I looked it up for 25-06 117 gr sst and 115 gr core lokt- pretty close to same weight

sst muzzle 2990 100 yd 2748 200 yd 2519
corelokt muzzle 3000 100 yd 2751 200 yd 2516

Pretty close. Also with both rounds sighted in dead on at 200 yards, they are both 7.1" low at 300.

THE JAMMER


----------



## shortround (Mar 24, 2005)

I took a buck this year with the Hornady sst. i could not find one drop of blood. After searching forever we found him about 50 yards away i some high grass. shot placement was perfect, just no blood trail. I went to academy and bought a box of remington core lokt the next day.


----------



## Shaky (May 21, 2004)

I had my daughter use the new superperformance SST in .243, her doe was hit right in the shoulder and had complete penetration through both. Basically destroyed both shoulders. I also use them in my 7mm-08 and havent had a problem with either deer or hogs. So far, we are 3 shots and 3 drt.


----------



## ccbluewater (May 21, 2004)

I was shooting the Hornady SST's in .308 a few years back when I first got the gun, and of the 3 animals I shot with it (1 WT, 2 Aoudad) none of them left a blood trail more than a drop here and a drop there. Finally made the switch to the Fusion ammo, and everything Ive hit with them either goes down in its tracks, or runs about 15 yards. I really like those rounds, and will stick with them, as they have done me good!


----------



## Woodrow (Jun 17, 2004)

Archer said:


> I've always just used Remington Core-Lokt with my .30-06 and until today everything I shot went down and stayed down, usually with an exit wound nearly the size of my fist. Academy was out of the 150gr Core-lokt last time I ran out so I figured I'd try Hornady since they are supposed to be a premium round with great accuracy and expansion.
> 
> This morning out comes the nicest buck I've seen on the lease in 3 years, nice wide heavy beamed 8 point. I wait til he steps out of the brush near the feeder and let him have it, saw him go down, hind legs kicking in the air, then in the dirt as he pushed himself back up against the brush. I figure he's down and not getting up so I wait an hour or so and out comes an older doe with 2 younger ones that I had been watching. Put the crosshairs on her chest and pull the trigger, she spins around and takes off back up the trail. I watch her run for about 50 yards and tumble which in itself surprised me because I hit her hard enough to spin her around. 2 deer down, time to get to work.
> 
> ...


First of all, I'm sorry you lost the buck.

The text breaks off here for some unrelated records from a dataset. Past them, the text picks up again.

PR #185, opened 2023-08-28
[howenc] iP

howenc:
# **Duke Edits for Howen's IP**
## Description of changes and what they are supposed to do
- The program is built and tested using **gradle**
- I tried to do as much OOP as I can
- I have stud test classes that are just copies of the previous versions of my code that does not have any bugs

**Description of the classes I have**

1. Commands - the state of this class determines the executed task. So the instance of Commands that is created will already possess all that it needs to execute the intended task. I only configured it to take up to 3 phase inputs, phases being strings separated by "/". This way once I put `comandsInstance.execute()` it will do the task and return a Boolean to check if it succeed.

2. Parser - the Parser class is the class that turns the string input by the user and outputs a Commands object. How it works is that each phase of a input (string separated by "/") would be evaluated if needed, there would not be a NullPointerException thrown if the phase is not there. After getting the command words according to the enums COMMAND, it will do a check on the input and create and return the Commands instance accordingly.
```Java
Parser p = new Parser(String input);
Commands c = p.parse();
c.execute();
```

3. thats all the importing things. So much for
> **Description of the classes I have**

4. Click [here](https://www.youtube.com/watch?v=dQw4w9WgXcQ) ~~if you want to see more~~

## Logic behind design of certain classes
🤡 

- [x] a heading
- [x] a bullet list
- [x] a numbered list
- [x] a task list
- [x] an emoji
- [x] a blockquote
- [x] a hyper link
- [x] inline code
- [x] some text formatting: bold, italic, stikethrough etc.


src/main/java/task/Task.java
```diff
@@ -0,0 +1,179 @@
...
+     * Calls the constructor to create a Task.
+     *
+     * @param taskName The name of the task.
+     * @param startDayDateTime The date and time of the start of the event.
+     * @param endDayDateTime The date and time of the end of the event.
+     * @return Returns a Task object.
+     */
+    public static Task of(String taskName, LocalDateTime startDayDateTime, LocalDateTime endDayDateTime) {
+        return new Event(taskName, startDayDateTime, endDayDateTime);
+    }
```
LoMaply: These constructors seem a little redundant, you could call the child class constructors directly after putting each child class into it's own file.

src/main/java/command/Commands.java
```diff
@@ -0,0 +1,351 @@
...
+import dukeExceptions.DukeException;
+
+import java.time.LocalDateTime;
+
+public class Commands {
+
+    /**
+     * List of both primary and secondary commands.
+     */
+    public enum COMMANDS {BYE, LIST, TODO, DEADLINE, EVENT, MARK, UNMARK, DELETE, BY, FROM, TO, SORT, FIND, UNKNOWN}
```
SelwynAng: I like how you classified the commands using enums too. Good job for going the extra mile!

src/main/java/task/ListOfTask.java
```diff
@@ -0,0 +1,171 @@
...
+        try {
+            listOfTask.get(index - 1).setNotDone();
+            if (print) {
+                System.out.println(listOfTask.get(index - 1).toString());
+            }
+            Storage.save(listOfTask);
+        } catch (IndexOutOfBoundsException e) {
+            throw new DukeException("Please select from index 1 to " + listOfTask.size());
+        }
+    }
```
LoMaply: To reduce some code duplication, you might consider merging both the `mark()` and `unMark()` methods and using an additional variable to decide whether to mark or unmark a particular task.

src/main/java/storage/Storage.java
```diff
@@ -0,0 +1,100 @@
...
+            FileWriter writer = new FileWriter(writeData);
+            listOfTask.forEach(x-> {
+                try {
+                    writer.write(x.write());
+                    if (x.getIsDone()) {
+                        writer.write("mark " + (listOfTask.indexOf(x) + 1) + "\n");
+                    }
+                } catch (IOException e) {
+                    System.out.println("You do not have access to write to your save file");
+                }
```
LoMaply: This try catch might be a bit redundant since it is enclosed by a try catch that catches the same exception.

src/main/java/command/Commands.java
```diff
@@ -0,0 +1,351 @@
...
+
+    private COMMANDS state;
+    private String name;
+    private int index;
+    private LocalDateTime dateTime;
+
+    /**
+     * Construct a Commands object with only the primary command.
```
SelwynAng: Perhaps verbs used in JavaDocs should be singular tense (e.g. Constructs instead of Construct).

src/main/java/task/ListOfTask.java
```diff
@@ -0,0 +1,171 @@
...
+     */
+    public void addTask(String task, LocalDateTime startDayDateTime,
+                        LocalDateTime endDayDateTime, boolean print) {
+        Task temp = Task.of(task, startDayDateTime, endDayDateTime);
+        listOfTask.add(temp);
+        if (print) {
+            System.out.println("added: " + temp);
+            Storage.save(listOfTask);
+        }
+    }
```
LoMaply: Is there a way to reduce duplication for these 3 addTask methods?

Instead of having each addTask method handle a separate task, you could have a general addTask method taking in a Task object.

This Task object would be created wherever addTask is called as opposed to being created by addTask itself.

src/main/java/command/Commands.java
```diff
@@ -0,0 +1,351 @@
...
+                    && b.index == this.index
+                    && b.name == this.name) {
+                return true;
+            }
+        }
+        return false;
+    }
+
+    private static class TwoCommands extends Commands {
+        private COMMANDS state2;
```
SelwynAng: Could there be a better name for this variable? A more relatable variable name would be better!

src/main/java/command/Commands.java
```diff
@@ -0,0 +1,351 @@
...
+        private String name2;
```
SelwynAng: The same goes for this. A more relatable variable name would be better!

src/main/java/storage/Storage.java
```diff
@@ -0,0 +1,100 @@
...
+import task.Task;
+import ui.Ui;
+
+import java.io.File;
+import java.io.FileWriter;
+import java.io.IOException;
+import java.util.ArrayList;
+import java.util.Scanner;
+
+public class Storage {
```
SelwynAng, line 20: Perhaps adding Javadocs for describing this whole class will be better.

src/main/java/task/Task.java
```diff
@@ -0,0 +1,179 @@
...
+        /**
+         * @inheritDoc
+         */
+        @Override
+        public String write() {
+            return "todo " + super.taskName + "\n";
+        }
+    }
+
+    private static class Deadlines extends Task {
```
SelwynAng: Perhaps extracting these private nested classes as standalone public classes would be better?

src/main/java/parser/Parser.java
```diff
@@ -0,0 +1,188 @@
...
+                String command2 = this.phaseTwo();
+                String command3 = this.phaseThree();
+                if (task != null) {
+                    Parser phaseTwo = new Parser(command2);
+                    Commands c1 = phaseTwo.parse();
+                    Parser phaseThree = new Parser(command3);
+                    Commands c2 = phaseThree.parse();
+                    if (c1.checkCommand(Commands.COMMANDS.FROM) && c2.checkCommand(Commands.COMMANDS.TO)) {
+                        if (c1.compareTime(c2)) {
+                            return Commands.of(Commands.COMMANDS.EVENT, task, c1, c2);
```
LoMaply: Quite deep code indentation here, is there a way to simplify this?

SelwynAng (commented):
Overall, it was a nice implementation of your Duke project. Keep up the good work!

LoMaply (commented):
Overall, I like that you took the time to extract both the Exceptions as well as the Commands. Furthermore the testing done using JUnit appears quite in depth.

However the code itself seems quite verbose, to the point where it gets quite hard to follow the logic. There are also several instances of unnecessary duplication.

src/main/java/command/Commands.java
howenc: Roger that I'll change

src/main/java/task/ListOfTask.java
howenc: Got it

src/main/java/storage/Storage.java
howenc: Um, this part here is actually a lamda expression.
So its like a class in itself?
Its like a consumer class?
That means that I need to catch that exception, or at least thats what my IDE said.

howenc: Unless I declare that the class throws a exception?

src/main/java/task/ListOfTask.java
howenc: Yup, I made a seperate private method to do this.
I did not want to break encapsulation by allowing a class outside of the task package to touch the more specific tasks.

src/main/java/parser/Parser.java
howenc: I'll try, but what do you suggest.

PR #190, opened 2023-08-28
[weeweh] iP

weeweh:
## BanterBot ##

>"Banter is often a proof of want of intelligence." - Jean de la Bruyere [(source)](https://www.azquotes.com/quotes/topics/banter.html)

BanterBot frees your mind of having to remember things you need to do. It is:
+ text-based 
+ easy to learn
+ ~~HARD~~ FUN and FAST to use
+ humorous..? 😂

Steps to get BanterBot:
1. download it from [here](https://github.com/weeweh/ip/releases).
2. add your tasks.
3. let it manage your tasks for you 😉
4. have fun!!

Guess what: it is **FREE**!

Features include:
- [x] Create and Delete Tasks (Todos, Deadlines, and Events)
- [x] Search for Tasks
- [x] Find what Deadlines are due
- [ ] Find when Events are happening (Coming Soon..?)

``` java
public class Main {
        new BanterBot("data/tasks.txt").run();
    }
}
```


src/main/java/BanterBot.java
```diff
@@ -0,0 +1,50 @@
...
+     * Starts the ChatBot and allows the User to start interacting with it.
+     */
+    public void run() {
+        ui.showWelcome();
+        boolean isExit = false;
+        while (!isExit) {
+            try {
+                String fullCommand = ui.readCommand();
+                Command c = Parser.parse(fullCommand);
+                c.execute(tasks, ui, storage);
```
Elijah5399: I really like the way you structured your entire program. You used ui.readCommand to form the fullCommand string, then formed the Command using Parser.parse, and finally executed the command using command.execute, providing tasks, ui and storage as arguments. Would you like to consider giving c a more appropriate name such as "command"?

src/main/java/command/Command.java
```diff
@@ -0,0 +1,47 @@
...
+        this.index = index;
+    }
+
+    /**
+     * Returns if the Command is exiting the ChatBot.
+     * @return False
+     */
+    public boolean isExit() {
+        return false;
+    }
```
Elijah5399: I like how you named this boolean function isExit to sound like a boolean! :+1:

src/main/java/command/DeleteCommand.java
```diff
@@ -0,0 +1,36 @@
...
+import helper.Storage;
+import helper.Ui;
+import task.TaskList;
+
+/**
+ * Represents a Command that specifically deletes a Task in the TaskList.
+ */
+public class DeleteCommand extends Command {
+    /** Command the user starts with to activate the DeleteCommand. */
+    public static final String COMMAND_WORD = "delete";
```
Elijah5399: I like how you named this constant in all caps! :+1:

src/main/java/helper/Ui.java
```diff
@@ -0,0 +1,50 @@
...
+
+import java.util.Scanner;
+
+/**
+ * Represents a User Interface that receives the User input and prints out the outputs.
+ */
+public class Ui {
+    /**
+     * A line to divide responses. */
+    public static final String DIVIDER = "____________________________________________________________";
```
Elijah5399: I noticed that you consistently use JavaDoc for methods and fields. Well done! However, do you think it would be neater to make this javadoc comment a single line instead of two lines?

src/main/java/task/Deadline.java
```diff
@@ -0,0 +1,42 @@
...
+        return "[D]" + super.toString() + " (by: " + date + ")";
+    }
+
+    /**
+     * Returns a String representation of the Deadline for the .txt file.
+     * @return a String representation
+     */
+    @Override
+    public String toFileString() {
+        int bool = this.isDone ? 1 : 0;
```
Elijah5399: The naming of this variable `int bool` may be a bit misleading. Would you like to rename it to something like `int doneNumeric` instead?

LuahJunYang (commented):
Nice use of OOP for the commands, I didn't consider this approach at all. Good job naming all the methods as well as they are all quite clear

Issue #597, opened 2020-08-26
Associate all objects with a casa_org_id


Zrrrpy:
Part of epic #530

**Description**
This work should be broken into two parts:

- [ ] Identify the places where objects are not associated with `casa_org_id`
- [ ] Associate all things with `casa_org_id` that currently are not. 

Example: every time a domain object is created or called with a query, every single one of those needs to be inspected to see if it is associated with a `casa_org_id`. i.e. `volunteer.create` `volunteer.where`.

abachman:
tl;dr - I don't think we need to add additional casa_org_id fields to anything in the system. We're in a good spot for multi-tenancy w.r.t. who owns what. 

 Right now there are two models associated with CasaOrgs: **User** (which includes Admin, Supervisor, and Volunteer) and **CasaCase**.

Of the the other three models in the system, **CaseContact**, **CaseAssignment**, and **SupervisorVolunteer**, two (CA and SV) are join tables between org-owned models and the third (CC) is only ever viewed in the context of a User or a Case. That means that once CasaOrg is part of the request cycle (e.g., specified by the `current_user` or as part of a subdomain or URL scheme), then all record look-ups will/can/should start with a User or Case and be scoped from there.

For User and Case listing routes, which is only `DashboardController#show`,  CasaOrg should be the parent class from which all users and cases are listed. 

Only CaseContact has listing routes (`DashboardController#show` and `CaseContactReportsController#index`) and those should be scoped to Cases belonging to the current CasaOrg, getting rid of the CaseContact-based lookups. 

Bottom line, adding casa_org_id to the other three models mentioned would be redundant given their existing associations and require extra code be added to every record creation statement. It can be added later if it proves necessary for a new reason, but the way records are used now, we can protect access by scoping all lookups to User or CasaCase.

PR #634, opened 2020-09-03
Ideas for multitenancy [work in progress]

### LINKED ISSUE #606: All users should only be able to access data associated with their casa_org
Part of epic #530

**What type of user is this for? [volunteer/admin/supervisor/all or All CASA Admin]**
all

**Description**
When a user logs in, they should only be able to access data associated with their `casa_org_id`.

Right now, there are two possible `casa_org_id`s objects can be associated with: `other_casa` or `pg_casa`. 
When an admin associated with `other_casa` logs in, they should not see any data associated `pg_casa`, and vice versa.

Dependent on: #597

abachman:

Resolves #606 and probably #597

### What changed, and why?

Makes sure that all data access accounts for the organization (CasaOrg) to which the user and resource belong.

**NOTE:** only User and CasaCase have a `belong_to` relationship with CasaOrg. CaseContact records do not, but I rewrote all the CaseContact lookups to be scoped to cases or users, which both makes more sense and is simpler at the time of record creation.

This update required edits to a _bunch_ of tests to make sure that the `create` statements in the test suite associated records with a specific organization.

### Other notes

This is a fairly complete _logical_ implementation of multi-tenancy, but it's mostly about making sure existing logic doesn't cross the streams w.r.t. organizations. There's a lot of polish needed before the app is properly multi-tenant. 

I also left some pending tests as TODOs / possible future stories.

### DIFF
--- a/.gitignore
+++ b/.gitignore
@@ -12,6 +12,7 @@
 /tmp/*
 !/log/.keep
 !/tmp/.keep
+.DS_Store
 
 # Ignore uploaded files in development.
 /storage/*
--- a/app/controllers/application_controller.rb
+++ b/app/controllers/application_controller.rb
@@ -1,9 +1,12 @@
 class ApplicationController < ActionController::Base
   include Pundit
+  include Organizational
+
   protect_from_forgery
   before_action :set_paper_trail_whodunnit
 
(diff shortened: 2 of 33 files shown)


compwron (approved):
I LIKE it!!! ✨😲✨💖✨📈✨👏🏼✨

My guess is you hit him high in the shoulder area, knocking him down and possibly not exiting, and then when he got back up and took off he didn't start bleeding again until his chest cavity filled all the way up with blood (distance before bleeding depending on # of holes and exact placement)...that can take a long time and if you don't know exactly which direction he went, picking up a blood trail 30, 40, 50+ yards away is nearly impossible.

There is very little difference in SST's and Core-Lokts for all practical purposes. They're both designed to open up fairly quick, expand quite a bit, and shed some weight as they penetrate. Both are designed for use on deer sized game.

An exit wound nearly the size of a fist from a bullet that started out at .308" diameter is not purely the result of the bullet...it is bone & fragments that are exiting with the bullet. A silver dollar sized exit tells me the bullet expanded quite a lot before exiting and probably had a good mushroom. Had the bullet not expanded at all, it would have been an exit hole of .5" or less more than likely.

Because you already have it in your mind that the SST's are no good, I agree with you switching back to Core-Lokts, but I don't think the results you have described are justification enough...what is in between your ears is more important in this case.

Once again, sorry for your loss...I've been there and it hurts.


----------



## Horns1 (Sep 2, 2005)

I have killed 2 hill country bucks with a 270 & Hornady SST's this year no exit wound on either one of them, you could feel the bullet just below the skin on the exit side on both of them. One of them dropped in his tracks & the other ran about 25 yards. Shot a axis doe also last weekend with them & couldn't find any blood or sign. Think I will switching bullets based on these experiences & this thread.


----------



## Trouthunter (Dec 18, 1998)

> Sounds like your shot placement is to far back if all you are hitting are ribs.


There are lungs inside of that rib cage...that's a kill shot with the right bullet. Sounds like the wrong bullet to me.

TH


----------



## Jolly Roger (May 21, 2004)

Trouthunter said:


> There are lungs inside of that rib cage...that's a kill shot with the right bullet. Sounds like the wrong bullet to me.
> 
> TH


You expect a bullet to expand on contact with lungs ?

if you put a bullet through the lungs , it will kill the deer. But that deer is going to run a long ways before going down. That shot is to far back.


----------



## Trouthunter (Dec 18, 1998)

> You expect a bullet to expand on contact with lungs ?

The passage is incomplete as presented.